ZURICH (Reuters) -ABB expects the supply chain crunch to continue into next year, the Swiss engineering group said on Thursday, as a shortage of semiconductors made it cut its 2021 sales outlook, sending its shares down 6%.
The maker of industrial robots and drives is the latest company to warn about shortages reducing its ability to meet demand from customers ramping up output after the pandemic-induced slump in activity.
As a result ABB reported its third quarter sales increasing by 4%, less than half the 10% rate it expected in July. It now expects full-year sales growth of 6% to 8%, slower than the previous outlook for a 10% increase.
“Semiconductors is the main problem, our products are very digital and they contain a lot of semiconductors not least in machine automation, robotics and electrification,” Chief Executive Rosengren told reporters.
Power cuts in China, and logistics difficulties such as harbour closures as COVID-19 restrictions returned also made it more difficult for ABB to get the parts it needed, he added.
“It has been a struggle which all industries are feeling today, this is not an ABB problem, this is a clear market problem,” Rosengren said. “It will take a couple more quarters before we see it better.”
Companies including Canadian auto parts maker Magna and Sweden’s Ericsson have been hit by tight supply chains, while chip scarcity has brought some car assembly lines to a halt.
Swiss elevator and escalator maker Schindler has also flagged supply-chain problems.
Another problem was a shortage of skilled labour, particularly in the United States, which was affecting ABB and its customers.
Still, demand was buoyant, with the company’s orders surging 26% while its backlog grew by $2.1 billion to $16 billion.

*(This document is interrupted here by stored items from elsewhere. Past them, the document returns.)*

PR #1654, opened 2023-01-11
Prepare for mobile build

longfin:


Lib9c/Action/GoldDistribution.cs
```diff
@@ -37,10 +37,24 @@ public string AddressString
         public static GoldDistribution[] LoadInDescendingEndBlockOrder(string csvPath)
         {
             GoldDistribution[] records;
-            using (var reader = new StreamReader(csvPath))
-            using (var csv = new CsvReader(reader, CultureInfo.InvariantCulture))
+            if(UnityEngine.Application.platform == UnityEngine.RuntimePlatform.Android)
```
longfin, line 40: I think that we need to use preprocessor instead of `UnityEngine`... 😢

PhangCY: Agree, we should avoid this kind of runtime if-else condition for platform-specific code.
Will check all codes, change this in our side.

longfin:
Replaced by #1714

PR #1335, opened 2019-04-18
Use schema title attribute where appropriate

sdirix:
The label utility will now return the schema title if no other label was
defined via the ui schema.

Within the ui schema a label can be optionally defined for each control.
Previously if there was none, we fell back to auto-generating a label
from the given control scope. Now we will check the schema title
beforehand and return that if no label was defined for the control.

This also affects the ui schema generation which will no longer
auto-generate labels based on each control's scope.

Includes testcases.


packages/core/src/util/label.ts
```diff
@@ -25,9 +25,16 @@
...
-const deriveLabel = (controlElement: ControlElement): string => {
-  if (controlElement.scope !== undefined) {
+const deriveLabel = (
+  controlElement: ControlElement,
+  schemaElement?: JsonSchema
+): string => {
+  if (schemaElement && typeof schemaElement.title === 'string') {
+    return schemaElement.title;
+  }
+  if (typeof controlElement.scope === 'string') {
```
eneufeld: why do we need this check?

sdirix: I did it because the check was already in the previous code as `controlElement.scope !== undefined`. I can remove it if you want.

eneufeld: No, its fine. I missed the check that was there.

sdirix:
Rebased on `master` for a working Travis build

PR #1345, opened 2019-04-23
Fix list with detail selection when editing label

edgarmueller:
When updating the property that used for displaying the label of a selected item, the selection resets. This PR fixes this issue and also adds a logger the angular example app.


packages/angular-material/src/other/master-detail/master.ts
```diff
@@ -209,7 +209,9 @@ export class MasterListComponent extends JsonFormsArrayControl {
     if (
       newSelectedItem !== undefined &&
       this.selectedItem !== undefined &&
-      newSelectedItem.label === this.selectedItem.label
+      (newSelectedItem.label === this.selectedItem.label ||
+        (newSelectedItem.label !== this.selectedItem.label &&
+          newSelectedItem.path === this.selectedItem.path))
```
eneufeld: why not only check for the path?

PR #1359, opened 2019-05-02
clone oldData when reducing core.data to avoid state mutation in updater

jeremy-vineti:
I've run across a scenario when editing an array of objects, the updater function is mutating a piece of the state object and causing undesired side-effects. Adding a cloneDeep here solves the problem.


edgarmueller:
Yep, that makes sense, we even clone the data when modifying the root, but not when modifying nested data. Thanks for pointing this out!

PR #1365, opened 2019-05-10
[Angular] Fix l10n support for number renderer

eneufeld:


packages/angular-material/src/controls/number.renderer.ts
```diff
@@ -97,7 +104,15 @@ export class NumberControlRenderer extends JsonFormsControl {
...
       this.max = this.scopedSchema.maximum;
       this.multipleOf = this.scopedSchema.multipleOf || defaultStep;
-      this.locale = getLocale(this.ngRedux.getState());
+      const currentLocale = getLocale(this.ngRedux.getState());
+      if (this.locale === undefined || this.locale !== currentLocale) {
+        this.locale = currentLocale;
+        this.numberFormat = new Intl.NumberFormat(this.locale, {
+          maximumFractionDigits: 20
+        });
+        const example = this.numberFormat.format(1.1);
```
edgarmueller: A bit confusing at the 1st glance. I'd suggest to extract the determination of the decimal separator into its own function and name it accordingly `determineDecimalSeparator` or similar.

packages/angular-material/src/controls/number.renderer.ts
```diff
@@ -97,7 +104,15 @@ export class NumberControlRenderer extends JsonFormsControl {
       this.min = this.scopedSchema.minimum;
       this.max = this.scopedSchema.maximum;
       this.multipleOf = this.scopedSchema.multipleOf || defaultStep;
-      this.locale = getLocale(this.ngRedux.getState());
+      const currentLocale = getLocale(this.ngRedux.getState());
+      if (this.locale === undefined || this.locale !== currentLocale) {
+        this.locale = currentLocale;
+        this.numberFormat = new Intl.NumberFormat(this.locale, {
+          maximumFractionDigits: 20
```
edgarmueller: Extract to constant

“Demand has gone through the roof, but with the restrictions of movement under COVID that creates a tough labour market to attract good workers,” said Rosengren.

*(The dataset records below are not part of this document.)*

PR #1366, opened 2019-05-10
[Angular] Fix path passing

eneufeld:
* remember path as propsPath
* use propsPath when passing

### DIFF
--- a/packages/angular-material/test/object-control.spec.ts
+++ b/packages/angular-material/test/object-control.spec.ts
@@ -22,17 +22,18 @@
   OUT OF OR IN CONNECTION WITH THE SOFTWARE OR THE USE OR OTHER DEALINGS IN
   THE SOFTWARE.
 */
-import { BrowserDynamicTestingModule } from '@angular/platform-browser-dynamic/testing';
 import { NgRedux, NgReduxModule } from '@angular-redux/store';
+import { MockNgRedux } from '@angular-redux/store/lib/testing';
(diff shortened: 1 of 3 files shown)


edgarmueller:
@eneufeld Build is failing

packages/angular-material/test/object-control.spec.ts
```diff
@@ -32,11 +32,13 @@ import {
   MatFormFieldModule,
   MatInputModule
 } from '@angular/material';
-import { BrowserDynamicTestingModule } from '@angular/platform-browser-dynamic/testing';
+import { MockNgRedux } from '@angular-redux/store/lib/testing';
```
edgarmueller: This should be imported from `@angular-redux/store/testing`

packages/angular-material/test/object-control.spec.ts
```diff
@@ -113,7 +117,11 @@ describe('Object Control', () => {
     })
       .overrideModule(BrowserDynamicTestingModule, {
         set: {
-          entryComponents: [TextControlRenderer, VerticalLayoutRenderer]
+          entryComponents: [
+            TextControlRenderer,
+            VerticalLayoutRenderer,
+            GroupLayoutRenderer
```
edgarmueller: Can we have an assert condition that is explicit about the change? It seems rather funny to me that adding the GroupLayoutRenderer fixes the issue. Maybe we could check whether the renderered result contains a Group/Card component?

The company was looking to mitigate the impact by redesigning products to use less scarce chips, sourcing new suppliers and building up its own stocks.

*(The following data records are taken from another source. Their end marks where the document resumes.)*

PR #1368, opened 2019-05-13
Fix/uischema no object generation

eneufeld:


eneufeld:
I suggest to merge #1366 first.

edgarmueller:
@eneufeld Needs to be rebased now

PR #1369, opened 2019-05-14
[Angular] Initial Table

eneufeld:


packages/angular-material/src/other/table.renderer.ts
```diff
@@ -0,0 +1,154 @@
...
+import {
+  ArrayControlProps,
+  ControlElement,
+  isObjectArrayControl,
+  isPrimitiveArrayControl,
+  JsonFormsState,
+  JsonSchema,
+  or,
+  OwnPropsOfRenderer,
+  // Paths,
```
edgarmueller: Remove comment

packages/angular-material/src/other/table.renderer.ts
```diff
@@ -0,0 +1,154 @@
...
+  Paths,
+  RankedTester,
+  rankWith,
+  UISchemaElement
+} from '@jsonforms/core';
+
+@Component({
+  selector: 'ObjectRenderer',
```
edgarmueller: This seems wrong

packages/angular-material/src/other/table.renderer.ts
```diff
@@ -0,0 +1,154 @@
...
+      class="mat-elevation-z8"
+      [trackBy]="trackElement"
+    >
+      <ng-container
+        *ngFor="let item of items"
+        matColumnDef="{{ item.property }}"
+      >
+        <th mat-header-cell *matHeaderCellDef>{{ item.header }}</th>
+        <td mat-cell *matCellDef="let index = index">
+          <!--{{ element[item.property] }}-->
```
edgarmueller: Remove comment

packages/angular-material/src/other/table.renderer.ts
```diff
@@ -0,0 +1,154 @@
...
+          path: rowPath
+        }
+      }
+    ];
+  };
+
+  getValidColumnProps = (scopedSchema: JsonSchema) => {
+    if (scopedSchema.type === 'object') {
+      return Object.keys(scopedSchema.properties).filter(
+        prop => scopedSchema.properties[prop].type !== 'array'
```
edgarmueller: Do we only care about arrays being filtered out? Shouldn't we filter objects as well?

packages/angular-material/test/table-control.spec.ts
```diff
@@ -0,0 +1,295 @@
...
+        }
+      }
+    });
+    mockSubStore.complete();
+    fixture.detectChanges();
+    component.ngOnInit();
+    fixture.whenStable().then(() => {
+      // 2 columns
+      expect(fixture.nativeElement.querySelectorAll('th').length).toBe(2);
+      // 1 head column and 2 data columns
```
edgarmueller: The comments seems off, I think you mean rows. It's the same for the other test cases.

packages/angular-material/test/table-control.spec.ts
```diff
@@ -0,0 +1,295 @@
...
+      // 1 columns
+      expect(fixture.nativeElement.querySelectorAll('th').length).toBe(1);
+      // 1 head column and 2 data columns
+      expect(fixture.nativeElement.querySelectorAll('tr').length).toBe(1 + 2);
+      // 2 data entries
+      expect(fixture.nativeElement.querySelectorAll('td').length).toBe(2);
+    });
+  }));
+
+  xit('can be disabled', async(() => {
```
edgarmueller: Are these two tests disabled on purpose?

packages/angular-material/src/other/table.renderer.ts
```diff
@@ -0,0 +1,154 @@
...
+          header: startCase(prop),
+          props: {
+            schema: schema,
+            uischema: controlWithoutLabel(`#/properties/${prop}`),
+            path: rowPath
+          }
+        };
+      });
+    }
+    return [
```
edgarmueller: Maybe add comment why it's necessary to add a dummy property.

packages/angular-material/src/other/table.renderer.ts
eneufeld: I copied from the react renderer. Yes it would make sense to filter out objects, too.

packages/angular-material/test/table-control.spec.ts
eneufeld: I think they are correct, as `th` is a `tableheader`.
Rows would be `tr`.

eneufeld:
I didn't manage to add a padding, the examples don't show an example with padding, I will try to add a custom css see https://material.angular.io/components/table/overview

packages/angular-material/test/table-control.spec.ts
edgarmueller: Yes, that was my point, the comment is referring to https://github.com/eclipsesource/jsonforms/pull/1369/files/b4c01e46cabaeefad3b18fa40a208d5795078c3f#diff-bd6faf34e11b664459093ead7e1ebfecR164 isn't it?

eneufeld: I see, I mixed up the loc, you are right. I will update it

packages/angular-material/test/table-control.spec.ts
eneufeld: I activated the enabled by default test case, the disabled one could be enabled after we merge #1371

edgarmueller: #1371 has been merged, we could update now.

ABB shares were trading 6.2% lower in early afternoon activity in Switzerland following the more muted outlook, and the third quarter sales of $7.03 billion that missed forecasts.
Operational earnings before interest, tax and amortisation rose 32% to $1.06 billion, in line with forecasts, while net profit came in at $652 million, slightly below expectations.
ABB’s third biggest investor, the activist group Cevian Capital was confident the supply chain problems would be overcome and was pleased with the improvement in operating profit margin to 15.1%.
“The supply chain disruptions are a short-term thing,” said founding partner Christer Gardell, whose group controls 5.2% of ABB according to Refinitiv data.
“When the supply chain blip normalises, ABB should deliver even better margins as they work through the growing order book,” he told Reuters.
Still, the supply squeeze could affect others, analysts said.
“The larger than expected negative impact from the supply chain could also impact other companies, including its electrical peers Siemens, Schneider and Legrand,” said JP Morgan analyst Andreas Willi.